• YOUR INSTRUCTIONS: Please report each line of the data below that contains "only".

WORKING DATA Block Start

PR #5960, opened 2021-08-11
Add New Relic Micrometer registry to BOM

MT-Jacobs:
New Relic's Micrometer registry is documented here:

https://micronaut-projects.github.io/micronaut-micrometer/latest/guide/#metricsAndReportersNewRelicTelemetry

But it's not included in the BOM like all of the other registries.


MT-Jacobs:
Here's the original PR that added it - it's only six months old, so that might explain why it's missing from the BOM:

https://github.com/micronaut-projects/micronaut-micrometer/pull/220

jameskleeh:
Thanks!

PR #5984, opened 2021-08-13
Don't use emitter after it's been cancelled

mattmoss:
If the emitter has already been cancelled/completed when the future is notified, just log a message instead of attempting to use the emitter. (At this point, the emitter is already done, likely with an error which the client will receive.)

This PR is for 1.3.x based on the original issue. Will do a separate PR for 2.5.x.


jameskleeh:
We don’t do separate PRs for separate branches. We merge up. Having said
that the PR should only target 2.x because we don’t maintain 1.x

mattmoss:
Okay... I'll close this PR and redo for 2.x.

WORKING DATA Block End

• OUTPUT BELOW:
Here's the original PR that added it - it's only six months old, so that might explain why it's missing from the BOM:
that the PR should only target 2.x because we don’t maintain 1.x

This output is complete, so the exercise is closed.